Pope Francis has ordered a Polish bishop to leave his diocese and let someone else run it.

Bishop of Kalisz, Edward Janiak must stay away while he is being investigated for covering up sexual abuse cases. He will retain the title of bishop for the meantime, however.

The cases Janiak allegedly covered up featured in a clergy abuse documentary that shocked Poland’s Catholic Church.

The Vatican has announced that Archbishop Grzegorz Ryś of Łódź will be the apostolic administrator “sede plena” of the Diocese of Kalisz in central Poland.

“Sede plena” is a term used to signify that a see is still occupied by a bishop.

In May, an online documentary “Playing Hide and Seek,” exposed two cases of paedophile priests that Janiak handled.

The first case occurred when Janiak was an auxiliary bishop of Wroclaw, while the second occurred since he was appointed bishop of Kalisz, which he has headed since 2012.
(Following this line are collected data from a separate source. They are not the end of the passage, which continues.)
Issue #992, opened 2016-10-13
Windows fails with EPERM: operation not permitted, all files are read-only


oscar-b:
**Do you want to request a _feature_ or report a _bug_?**
Bug

**What is the current behavior?**
When performing any operation with yarn (add for instance) it errors with:

```
EPERM: operation not permitted, open 'C:\foo\node_modules\firebase\app-node.js'
at Error (native)
```

**If the current behavior is a bug, please provide the steps to reproduce.**
1. Use Windows :(
2. Use yarn
3. Failure

To fix the issue, right click the node_modules folder and un-check "Read-only". Wait. Re-run yarn command. Now it works, like magic! After yarn is done, all files are back to being read-only though. 

**What is the expected behavior?**
Shouldn't have to mark the files as readable.

**Please mention your node.js, yarn and operating system version.**
node v6.3.1
yarn v0.15.1
Windows 10 (anniversary edition)

Daniel15:
> To fix the issue, right click the node_modules folder and un-check "Read-only". 

Is Yarn marking `node_modules` as readonly, or is something else doing that? I can't repro on Windows with a brand new app (ie. `yarn init && yarn add react`)

oscar-b:
Hi @Daniel15 

Could you please try this in a clean directory?

```
yarn init
yarn add firebase
yarn add react
```

The last command gives me:

```
C:\Dev\yarntest>yarn add react
yarn add v0.15.1
[1/4] Resolving packages...
[2/4] Fetching packages...
[3/4] Linking dependencies...
error EPERM: operation not permitted, open 'C:\Dev\yarntest\node_modules\firebase\app-node.js'
    at Error (native)
info Visit http://yarnpkg.com/en/docs/cli/add for documentation about this command.
```

I'm not sure if it's something the firebase packages does?

oscar-b:
For clarification; I tried the same steps but with react and eslint and didn't see the same error.

Daniel15:
Thanks for the information! I can replicate the issue on Windows  but not on Debian Linux.

FredyC:
I would say this is more of a _critical error_ as it prevents even basic use of Yarn in any project using `firebase` module.

Removing _read-only_ flag recursively works, but only temporarily. Even running just `yarn` will return those flags as they were most probably during `linking dependencies` phase. I assume that removing that flag yields different hash.

[...]

PR #4301, opened 2017-09-04
Fix: make sure all extracted tarballs are r/w enabled

BYK:
**Summary**

Fixes: #992. This issue was supposed to be fixed by #2826 but it
was not setting directory permissions wide enough. This patch uses
the `readable` and `writable` options provided by the `tar-fs`
package which essentially sets everything to `0o777`.

**Test plan**

N/A


BYK:
Relevant code: https://github.com/mafintosh/tar-fs/blob/master/index.js#L78-L85

arcanis:
Why not using the regular dir `0o755` / file `0o644`? Using `777` looks quite dangerous.

BYK:
>Why not using the regular dir 0o755 / file 0o644? Using 777 looks quite dangerous.

That's fair. Honestly, I just wanted to use the named options instead of Unix file permission codes, that's why. If you think this is unsafe, I can change it. Actually, I can imagine a scenario where a private package should not be readable by other users so I'll go ahead and use your suggestion instead.

PR #4304, opened 2017-09-04
Fixes yarn why when using workspaces

arcanis:
**Summary**

We were not passing the `workspaceLayout` to the resolver, which was breaking the resolution process for workspaces (the resolver was trying to resolve the workspaces on NPM). This PR fix this.

A followup will be to remove (or rather reformat) the aggregator from the display. Given the current time constraints I haven't took time to completely remove it:

screen shot 2017-09-04 at 6 15 05 pm

**Test plan**

Existing tests should pass + added a new one + manually tested `yarn why` inside a workspace

### DIFF
--- a/__tests__/commands/why.js
+++ b/__tests__/commands/why.js
@@ -59,6 +59,10 @@ test.concurrent('throws error with too many arguments', (): Promise<void> => {
   });
 });
 
+test.concurrent("doesn't throw when using it inside a workspace", (): Promise<void> => {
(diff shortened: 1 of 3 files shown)


__tests__/fixtures/why/workspace/.yarnrc
```diff
@@ -0,0 +1 @@
+workspaces-experimental true
```
BYK: Not necessary.

PR #4316, opened 2017-09-05
Chore: fix info tests

BYK:
**Summary**

Looks like bumping the version on npm invalidated a cache that
revealed the new API response from npm for yarn. Now the
`scripts` field always exists even if it is empty.

**Test plan**

CI should pass.

### DIFF
--- a/__tests__/commands/info.js
+++ b/__tests__/commands/info.js
@@ -43,10 +43,11 @@ const expectedKeys = [
   'license',
   'dist',
   'directories',
+  'scripts',
 ];
 
 // yarn now ships as built, single JS files so it has no dependencies and no scripts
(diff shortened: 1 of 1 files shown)


Daniel15:
Clearly I need to improve the BuildSize output to better handle when the file size hasn't changed, and also figure out what happened with the `.rpm` file here (seems like BuildSize thinks there's two files when it's really just one). Sorry for the noise, I might turn off commenting for now and only keep the status thing. 😛 

https://github.com/Daniel15/BuildSize/issues/8

Daniel15:
Okay I updated BuildSize to not post a comment for trivial changes in file size (less than 200 bytes) which should prevent noisy comments like this one. I also fixed the issue with the .rpm file appearing twice, which is also what caused the overall number to be incorrect here. Let me know if you see any weirdness with it.

PR #4318, opened 2017-09-05
Add inline comments to improve readability of PR #4278

kaylieEB:
**Summary**

Addresses some concerns around readability from PR https://github.com/yarnpkg/yarn/pull/4278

The documentary featured court testimony about Janiak’s role helping transfer a priest to another diocese, even after a criminal investigation had begun.

The priest was subsequently convicted and defrocked.

The second case the documentary covered alleged a cover-up of another priest during Janiak’s time as Kalisz bishop.

The documentary suggests Janiak didn’t follow the Vatican’s own in-house rules to report allegations against the Kalisz priest to the Holy See. He only made his report after the case gained media attention, it alleges.

The diocese says they have not had any formal complaints from victims, though the parents of one victim did.

An audiotape of Janiak berating the parents in 2016, provides one of the more chilling moments of the documentary.

The film was the second on Polish clergy abuse by brothers Tomasz and Marek Sekielski.

Their first one “Tell No One,” (2019) triggered a national reckoning in a country where there is no higher moral authority than the Catholic Church and its clergy.

Archbishop Wojciech Polak, the Primate of Poland, apologised after seeing the documentary and at least one cleric left priestly life.

Polak May wrote to the Vatican in May reporting the allegations against Janiak and asking for an investigation be carried out. Poznan Archbishop Stanislaw Gadecki was tasked with carrying out a preliminary investigation. He has said he wouldn’t comment while it is underway.

Later in May, Kalisz’s leading priests were asked by a local bishop to sign a letter to the Vatican pledging confidence in Janiak.

Most refused. Instead, they sent a letter asking for Vatican clarification into the allegations against him.

In early June, Janiak was hospitalized with the suspicion he had suffered a stroke. Further examination showed he was very drunk. It said he was taken home by friends after being given an IV.

The diocese did not comment directly on the report, but said the Polish bishop who is 67, had been diagnosed with cancer a few years ago and often required medical care.

On June 15, the Polish newspaper Gazeta Wyborcza published a leaked letter from Janiak to fellow Polish bishops criticizing Polak for reporting him to the Vatican.